Leptobrachella applebyi
- Conservation status: Endangered (IUCN 3.1)

Scientific classification
- Kingdom: Animalia
- Phylum: Chordata
- Class: Amphibia
- Order: Anura
- Family: Megophryidae
- Genus: Leptobrachella
- Species: L. applebyi
- Binomial name: Leptobrachella applebyi (Rowley and Cao, 2009)
- Synonyms: Leptolalax applebyi Rowley and Cao, 2009;

= Leptobrachella applebyi =

- Authority: (Rowley and Cao, 2009)
- Conservation status: EN
- Synonyms: Leptolalax applebyi Rowley and Cao, 2009

Species of amphibian

Leptobrachella applebyi, commonly called Appleby's leaf-litter toad, is a species of frog in the family Megophryidae.
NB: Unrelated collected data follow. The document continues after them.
PR #69, opened 2020-01-27
correct else statement

hamelsmu:
I encountered an error in my testing

> UnboundLocalError: local variable 'passed' referenced before assignment

This was because previously if no notebooks changed, then the variable `passed` would not have been created


sgugger:
Oh yes, bad indent. Thanks a lot for fixing!

PR #73, opened 2020-01-30
Fix minor error in else statement

hamelsmu:
The result of `glob.glob(fname)` is a List[str], which caused an error because later on expects List[Path]

Learned about this error when trying to reproduce https://github.com/fastai/fast_template/issues/18

Without this fix will get this error:

```
AttributeError: 'str' object has no attribute 'name'
```


sgugger:
Looking good to me, thanks for the fix!

PR #75, opened 2020-01-30
escape `{{` curly braces that might be in generated HTML from notebook

hamelsmu:
escape `{{` curly braces that might be in HTML

I've encountered this while using this template, and this helps to guard against this situation where it may cause a problem with liquid


sgugger:
Thanks!

PR #76, opened 2020-01-30
Fix Bug in #73

hamelsmu:
@sgugger  I introduced a bug in https://github.com/fastai/nbdev/pull/73 🤦‍♂ .  I am really sorry about this.  To try to mitigate this from happening I added tests for `notebook2html`.  I am not 100% sure this is the way you want to see tests, but I tried to follow the conventions in the notebook carefully.  

Happy to amend this PR with any suggestions.  🙇  Thank you


nbdev/export2html.py
```diff
@@ -391,7 +391,9 @@ def notebook2html(fname=None, force_all=False, n_workers=None, cls=HTMLExporter,
     "Convert all notebooks matching `fname` to html files"
     if fname is None:
         files = [f for f in Config().nbs_path.glob('*.ipynb') if not f.name.startswith('_')]
-    else: files = list(p.parent.glob(p.name))
+    else:
+        p = Path(fname)
+        files = list(p.parent.glob(p.name))
```
hamelsmu: This was the bug.  I forgot to include `p = Path(fname)`.  I realized that I didn't catch this error because I didn't have great tests.  So I added some tests to this notebook.

hamelsmu:
I also turned on CI in my local repo and can verify [the latest commit it is passing](https://github.com/hamelsmu/nbdev/runs/418039359?check_suite_focus=true)

image

sgugger:
Thanks! I guess I should also have read more carefully ;)
The test seem fine, I may just refactor them using fastcore one of these days.

sgugger:
Follow-up question. Do you know if there is a way to automatically trigger the CI at each commit or at the least with an action form me before merging (like adding a special label)? That would help ensure these kinds of breaks don't happen.

hamelsmu:
I’m looking into this now, will comment back on this thread when I find the best solution

hamelsmu:
Opened https://github.com/fastai/nbdev/pull/77 to address this

PR #77, opened 2020-01-31
Enable CI on Pull Requests

hamelsmu:
@sgugger this will help solve the problem to catch things like what happened in #73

It is endemic to Vietnam where it is only known from near its type locality, Song Thanh Nature Reserve, Phước Sơn District in Quảng Nam Province of central Vietnam.

Leptobrachella applebyi is a montane species found near streams. It is a small species even among generally small Leptobrachella: five adult males were recorded to measure 20–21 mm in snout-vent length and a single female 22 mm SVL.